ABOUT THIS EXERCISE
Your answer must contain each line of the data, copied exactly.

[Records from a data collection]

# # # # #

PR #413, opened 2023-07-20
bitswap: peer prom tacker

### LINKED ISSUE #209: Bitswap: better diagnostics and observability on client

Jorropo:
Fixes  #209

- [ ] Peer Prom Tracker example
- [ ] Tracer tests, I think the client's tracer is bugged and it does not record outbound messages
- [ ] Changelog

### DIFF
--- a/bitswap/peer-prom-tracker/peer-prom-tracker.go
+++ b/bitswap/peer-prom-tracker/peer-prom-tracker.go
@@ -1,0 +1,146 @@
+package peerpromtracker
+
+import (
+	"errors"
+	"fmt"
+
+	bsmsg "github.com/ipfs/boxo/bitswap/message"
+	"github.com/ipfs/boxo/bitswap/tracer"
+	"github.com/ipfs/go-log/v2"
+	peer "github.com/libp2p/go-libp2p/core/peer"
+	prom "github.com/prometheus/client_golang/prometheus"
+)
+
+var logger = log.Logger("bitswap/peer-prom-tracker")
+
+var _ tracer.Tracer = (*PeerTracer)(nil)
+
+type PeerTracer struct {
+	bytesSent        *prom.CounterVec
+	messagesSent     *prom.CounterVec
+	bytesReceived    *prom.CounterVec
+	messagesReceived *prom.CounterVec
+
+	reg *prom.Registry
+}
+
+func NewPeerTracer(reg *prom.Registry) (*PeerTracer, error) {
+	pt := &PeerTracer{
+		reg: reg,
+	}
+
+	var good bool
+	defer func() {
+		if !good {
+			pt.Close() // will unregister the sucessfully registered metrics
+		}
+	}()
+
+	peerIdLabel := []string{"peer-id"}
+
+	bytesSent := prom.NewCounterVec(prom.CounterOpts{
+		Namespace: "ipfs",
+		Subsystem: "bitswap/messages",
+		Name:      "bytes-sent",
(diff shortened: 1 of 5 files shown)


bitswap/peer-prom-tracker/peer-prom-tracker.go
```diff
@@ -0,0 +1,146 @@
...
+	}
+
+	var good bool
+	defer func() {
+		if !good {
+			pt.Close() // will unregister the sucessfully registered metrics
+		}
+	}()
+
+	peerIdLabel := []string{"peer-id"}
```
lidel, line 39: :warning:  This will create a separate time series per PeerID, which is ok for debugging, but should NOT be enabled by default. 

High cardinality labels in prometheus are  is considered antipattern. If there was 20K of peers, this will create 20K time series, and that may cause  problems (performance, billing) when Grafana tries to visualize it.

To understand why high cardinality is a problem, see:
- https://stackoverflow.com/questions/46373442/how-dangerous-are-high-cardinality-labels-in-prometheus
- https://grafana.com/blog/2022/10/20/how-to-manage-high-cardinality-metrics-in-prometheus-and-kubernetes/ 

IMO this PR can't land in boxo in this form as it creates footgun for users of this library.

There needs to be either a hard-limit on the number of peers tracked, or an explicit opt-in via constructor option or ENV variable.

lidel (changes requested):

bitswap/peer-prom-tracker/peer-prom-tracker.go
lidel: :thought_balloon:  I think if we wanted to have metrics similar to this, we could measure P95 globally without running into the cardinality problem.

To do so, one would define `Objectives` in `SummaryOpts` to be  P50, P75, P95 etc, and calculate `messages-received`, `messages-sent`, `bytes-received` etc  across all peers, not specific per peer. This way we get useful P95 metric with known error margin, without exploding the time series.

Jorropo:
This was comunicated as not needed and we don't want to run it in production in Kubo due to the cardinality issue.
So I'll close this an leave the branch in case it comes back up later.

# # # # #

COMPLETED TASK
PR #413, opened 2023-07-20
bitswap: peer prom tacker

### LINKED ISSUE #209: Bitswap: better diagnostics and observability on client

Jorropo:
Fixes  #209

- [ ] Peer Prom Tracker example
- [ ] Tracer tests, I think the client's tracer is bugged and it does not record outbound messages
- [ ] Changelog

### DIFF
--- a/bitswap/peer-prom-tracker/peer-prom-tracker.go
+++ b/bitswap/peer-prom-tracker/peer-prom-tracker.go
@@ -1,0 +1,146 @@
+package peerpromtracker
+
+import (
+	"errors"
+	"fmt"
+
+	bsmsg "github.com/ipfs/boxo/bitswap/message"
+	"github.com/ipfs/boxo/bitswap/tracer"
+	"github.com/ipfs/go-log/v2"
+	peer "github.com/libp2p/go-libp2p/core/peer"
+	prom "github.com/prometheus/client_golang/prometheus"
+)
+
+var logger = log.Logger("bitswap/peer-prom-tracker")
+
+var _ tracer.Tracer = (*PeerTracer)(nil)
+
+type PeerTracer struct {
+	bytesSent        *prom.CounterVec
+	messagesSent     *prom.CounterVec
+	bytesReceived    *prom.CounterVec
+	messagesReceived *prom.CounterVec
+
+	reg *prom.Registry
+}
+
+func NewPeerTracer(reg *prom.Registry) (*PeerTracer, error) {
+	pt := &PeerTracer{
+		reg: reg,
+	}
+
+	var good bool
+	defer func() {
+		if !good {
+			pt.Close() // will unregister the sucessfully registered metrics
+		}
+	}()
+
+	peerIdLabel := []string{"peer-id"}
+
+	bytesSent := prom.NewCounterVec(prom.CounterOpts{
+		Namespace: "ipfs",
+		Subsystem: "bitswap/messages",
+		Name:      "bytes-sent",
(diff shortened: 1 of 5 files shown)


bitswap/peer-prom-tracker/peer-prom-tracker.go
```diff
@@ -0,0 +1,146 @@
...
+	}
+
+	var good bool
+	defer func() {
+		if !good {
+			pt.Close() // will unregister the sucessfully registered metrics
+		}
+	}()
+
+	peerIdLabel := []string{"peer-id"}
```
lidel, line 39: :warning:  This will create a separate time series per PeerID, which is ok for debugging, but should NOT be enabled by default. 

High cardinality labels in prometheus are  is considered antipattern. If there was 20K of peers, this will create 20K time series, and that may cause  problems (performance, billing) when Grafana tries to visualize it.

To understand why high cardinality is a problem, see:
- https://stackoverflow.com/questions/46373442/how-dangerous-are-high-cardinality-labels-in-prometheus
- https://grafana.com/blog/2022/10/20/how-to-manage-high-cardinality-metrics-in-prometheus-and-kubernetes/ 

IMO this PR can't land in boxo in this form as it creates footgun for users of this library.

There needs to be either a hard-limit on the number of peers tracked, or an explicit opt-in via constructor option or ENV variable.

lidel (changes requested):

bitswap/peer-prom-tracker/peer-prom-tracker.go
lidel: :thought_balloon:  I think if we wanted to have metrics similar to this, we could measure P95 globally without running into the cardinality problem.

To do so, one would define `Objectives` in `SummaryOpts` to be  P50, P75, P95 etc, and calculate `messages-received`, `messages-sent`, `bytes-received` etc  across all peers, not specific per peer. This way we get useful P95 metric with known error margin, without exploding the time series.

Jorropo:
This was comunicated as not needed and we don't want to run it in production in Kubo due to the cardinality issue.
So I'll close this an leave the branch in case it comes back up later.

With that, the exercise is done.